Almost a dozen state-sponsored threat groups from nations including China, Russia, Iran, and North Korea are currently leveraging a security vulnerability in Microsoft Windows to conduct espionage and gather sensitive information from a diverse range of targets globally. Since at least 2017, these malicious actors have specifically targeted government, military, and critical infrastructure organizations across the United States, Canada, Europe, Asia, and beyond. This exploitation hinges on a flaw that permits attackers to execute hidden malicious commands on the systems of their victims, as detailed by researchers from Trend Micro’s Zero Day Initiative (ZDI).
The vulnerability, identified by Trend Micro as ZDI-CAN-25373, pertains to how Windows handles the display of LNK or .lnk files—shortcuts that facilitate easier access to files, folders, or applications. ZDI researchers have uncovered nearly 1,000 malicious .lnk files, although they caution that the actual figure could be significantly higher. These files are often disguised as innocuous documents, enticing victims to execute them and unwittingly initiate the harmful commands.
‘Widespread Abuse’
In a recent report, ZDI researchers Peter Girnus and Aliakbar Zahravi noted, “We discovered the widespread abuse of this vulnerability by numerous threat actors and APT [advanced persistent threat] groups. These threats include a mix of state-sponsored as well as non-state-sponsored APT groups. Many of these groups demonstrated a high degree of sophistication in their attack chains and have a history of abusing zero-day vulnerabilities in the wild.”

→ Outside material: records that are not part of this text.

PR #4550, opened 2017-08-11
OpenCover and Code coverage improvements

adityapatwardhan:
- Delete the code coverage output file before the run instead of after the run. So we can remote desktop and see the last runs results,
- Use -noprofile for powershell.exe so that we restrict the testing the PSv6.

### DIFF
--- a/test/tools/OpenCover/OpenCover.psm1
+++ b/test/tools/OpenCover/OpenCover.psm1
@@ -555,7 +555,7 @@ function CreateOpenCoverCmdline($target, $outputLog, $targetArgs)
         "-hideskipped:all",
         "-mergeoutput",
         "-filter:`"+[*]* -[Microsoft.PowerShell.PSReadLine]*`"",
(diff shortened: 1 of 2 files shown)


test/tools/OpenCover/OpenCover.psm1
```diff
@@ -555,7 +555,7 @@ function CreateOpenCoverCmdline($target, $outputLog, $targetArgs)
         "-hideskipped:all",
         "-mergeoutput",
         "-filter:`"+[*]* -[Microsoft.PowerShell.PSReadLine]*`"",
-        "-targetargs:`"-EncodedCommand $base64targetArgs`""
+        "-targetargs:`"-NoProfile -EncodedCommand $base64targetArgs`""
```
JamesWTruher: this is fine, and another possible parameter to use is `-noninteractive` which will keep PSReadLine from being loaded.

JamesWTruher (approved):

In total, ZDI identified 11 state-sponsored groups exploiting this vulnerability, with approximately 70% of the campaigns primarily focused on espionage and information theft. An additional 20% have financial motives, although some APT groups may fund their espionage activities through financially driven attacks. A small fraction of the campaigns appear to be aimed at causing damage.
North Korea Setting the Pace
Notably, North Korea accounts for 45.5% of the state-sponsored APT groups exploiting ZDI-CAN-25373, with Iran and Russia each representing 18.2%, and China at 18.1%. The researchers pointed out that a significant majority of North Korea’s intrusion sets have targeted this vulnerability at various times, highlighting a trend of collaboration and shared techniques among different threat groups within the country’s cyber program. Among the identified state-sponsored groups are Kimsuky (also known as APT43 and Earth Kumiho), Konni (Earth Imp), and APT37 (ScarCruft, InkySquid, Earth Manticore) from North Korea, as well as Bitter (Earth Anansi), which has targeted victims in Pakistan. The notorious Russian cybercrime group Evil Corp also appears on the list of attackers.
Lot of Targets in a Lot of Countries
The targeted industries are extensive, encompassing government finance, think tanks, telecommunications, energy, and military and defense sectors. The United States has experienced the highest number of attacks, with 343 known incidents, followed by Canada with 39, Russia with 25, and South Korea with 23. Attackers have utilized the malicious .lnk files to deploy a variety of payloads, including malware-as-a-service (MaaS), Lumma (an information stealer), GuLoader, and Remcos remote access trojan (RAT).
Microsoft: No Patch Coming
Despite ZDI notifying Microsoft about the vulnerability, the company has indicated that it does not plan to issue a patch, categorizing the flaw as “low severity.” A Microsoft spokesperson stated that the company’s Defender security product can detect and block such threats, and that its Smart App Control will also prevent the execution of malicious files. Furthermore, attempting to open a .lnk file downloaded from the internet triggers a warning advising users against proceeding.
Thomas Richards, principal consultant and network and red team practice director at application security firm Black Duck, remarked on the unusual nature of Microsoft’s decision not to release a security patch for a vulnerability exploited by nation-state groups. “Actively exploited vulnerabilities are usually patched within a short period of time,” he noted, urging Microsoft to address the issue promptly to mitigate software risks and prevent further attacks on systems worldwide.
ZDI researchers have emphasized the ongoing threats posed by both state-sponsored and cybercriminal groups. Girnus and Zahravi anticipate that as geopolitical tensions rise, the sophistication of threat actors and their use of zero-day vulnerabilities will likely increase, as both nation-states and cybercriminals seek to gain an upper hand over their adversaries. They concluded that the growing prevalence of zero-day exploitation underscores the need for comprehensive security solutions to effectively protect critical assets and industries.